Comment 27 Josh Boyer 2012-04-18 17:31:42 UTC
(In reply to comment #26)
> ja@minix ~ 7$ uname -a
> Linux minix 3.3.2-3.1.fc16.x86_64 #1 SMP Wed Apr 18 12:51:06 UTC 2012 x86_64
> x86_64 x86_64 GNU/Linux
> 
> It is now possible to plugin/mount/umount/unplug external eSATAp devices
> (I have tried two, SSD and mechanical disks, several times)
> as and when required without a reboot being necessary!

Great.  Thank you for testing.  I'll get this patch rolled into the next update later today.

Comment 28 Kriton Kyrimis 2012-04-19 07:22:23 UTC
Kernel 3.3.2-3.1.fc16.x86_64 fixed the bug in my case, as well, where kernel 3.3.1-5.fc16.x86_64 had also worked.

Comment 29 Fedora Update System 2012-04-21 15:22:03 UTC
kernel-3.3.2-8.fc17 has been submitted as an update for Fedora 17.
https://admin.fedoraproject.org/updates/kernel-3.3.2-8.fc17

Comment 30 Fedora Update System 2012-04-21 16:26:06 UTC
kernel-3.3.2-6.fc16 has been submitted as an update for Fedora 16.
https://admin.fedoraproject.org/updates/kernel-3.3.2-6.fc16

Comment 31 Fedora Update System 2012-04-21 16:46:09 UTC
kernel-2.6.43.2-6.fc15 has been submitted as an update for Fedora 15.
https://admin.fedoraproject.org/updates/kernel-2.6.43.2-6.fc15

Comment 32 Fedora Update System 2012-04-21 21:07:41 UTC
Package kernel-3.3.2-8.fc17:
* should fix your issue,
* was pushed to the Fedora 17 testing repository,
* should be available at your local mirror within two days.
Update it with:
# su -c 'yum update --enablerepo=updates-testing kernel-3.3.2-8.fc17'
as soon as you are able to, then reboot.
Please go to the following url:
https://admin.fedoraproject.org/updates/FEDORA-2012-6344/kernel-3.3.2-8.fc17
then log in and leave karma (feedback).

Comment 33 Fedora Update System 2012-04-24 04:29:03 UTC
kernel-3.3.2-8.fc17 has been pushed to the Fedora 17 stable repository.  If problems still persist, please make note of it in this bug report.
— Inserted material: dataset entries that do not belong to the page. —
PR #1039, opened 2016-10-12
implemented the 'mkdir' command on the shell.

michael-moore0:
@arthurwolf requested that I implement the `mkdir` command for the Smoothieware shell.  Presented for your consideration is a basic `mkdir` implementation on the `SimpleShell`.  This function takes a single parameter, the path of the directory to be created.  It may be an absolute or relative path.  There is no `-p` or other special arguments/flags.  If the path to the folder to be created does not exist, the command will fail.


arthurwolf:
Awesome thanks ! I hope we get this into a shape to be merged soon !

arthurwolf:
Yay \o/

lautr3k:
Thanks a lot ! this is so cool!

PR #1047, opened 2016-10-20
added use-cases to the runaway temperature monitoring.

michael-moore0:
At the suggestion of @arthurwolf, I have separated runaway temperature monitoring into a class.  The purpose of this pull request is to introduce handling two new use-cases to the temperature monitoring.

First, the use case where the temperature has to be lowered in order to reach the target.  I often encounter this scenario as part of my normal workflow.  I will typically set the temperature lower than printing temperature in order to do a cold pull before changing filament (PLA for example would be 85C to cold pull, as opposed to 190C to print). Many times I do this whilst the hotend is still hot, so the temperature has to cool to reach the target. Sometimes I get distracted with other things and am not closely monitoring, waiting for the temperature to be reached.

Second, the use case where the temperature takes too long to get to the target.  An example of this would be when I print ABS I set the bed temperature to 95C.  I have a 12V system which takes around 15 minutes to get the bed from room temperature to 95C. Since the runaway control is not granular, I would need to set the runaway to 15 minutes universally so it would not get a false HALT due to the bed taking too long to heat. If I let my hotend heater run un-controlled for 15 minutes, it would likely start a fire.

The code for this pull request is primarily derived from https://github.com/Smoothieware/Smoothieware/pull/1045.  I also utilized some changes from https://github.com/Smoothieware/Smoothieware/pull/1046.  I have optimized memory usage so that this approach does not use any additional memory.  The IVARs for the `TemperatureMonitor` class have been optimized to fit within a single 32-bit word.  The IVAR for the monitor within the `TemperatureControl` class is a pointer, which is 32-bits.  So there are 64 bits of memory used, which is the same amount used in the original implementation.

### DIFF
--- a/src/modules/tools/temperaturecontrol/TemperatureControl.cpp
+++ b/src/modules/tools/temperaturecontrol/TemperatureControl.cpp
@@ -140,6 +140,7 @@ void TemperatureControl::load_config()
     this->designator          = THEKERNEL->config->value(temperature_control_checksum, this->name_checksum, designator_checksum)->by_default(string("T"))->as_string();
 
     // Runaway parameters
+    delete this->temperature_monitor;
     uint8_t range = THEKERNEL->config->value(temperature_control_checksum, this->name_checksum, runaway_range_checksum)->by_default(0)->as_number();
     uint16_t timeout = THEKERNEL->config->value(temperature_control_checksum, this->name_checksum, runaway_heating_timeout_checksum)->by_default(0)->as_number();
     this->temperature_monitor = new TemperatureMonitor(range, timeout);
--- a/src/modules/tools/temperaturecontrol/TemperatureControl.cpp
+++ b/src/modules/tools/temperaturecontrol/TemperatureControl.cpp
@@ -7,13 +7,13 @@
 
 // TODO : THIS FILE IS LAME, MUST BE MADE MUCH BETTER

Comment 34 Fedora Update System 2012-04-24 14:53:53 UTC
kernel-3.3.2-6.fc16 has been pushed to the Fedora 16 stable repository.  If problems still persist, please make note of it in this bug report.

Comment 35 Fedora Update System 2012-04-26 03:27:13 UTC
kernel-2.6.43.2-6.fc15 has been pushed to the Fedora 15 stable repository.  If problems still persist, please make note of it in this bug report.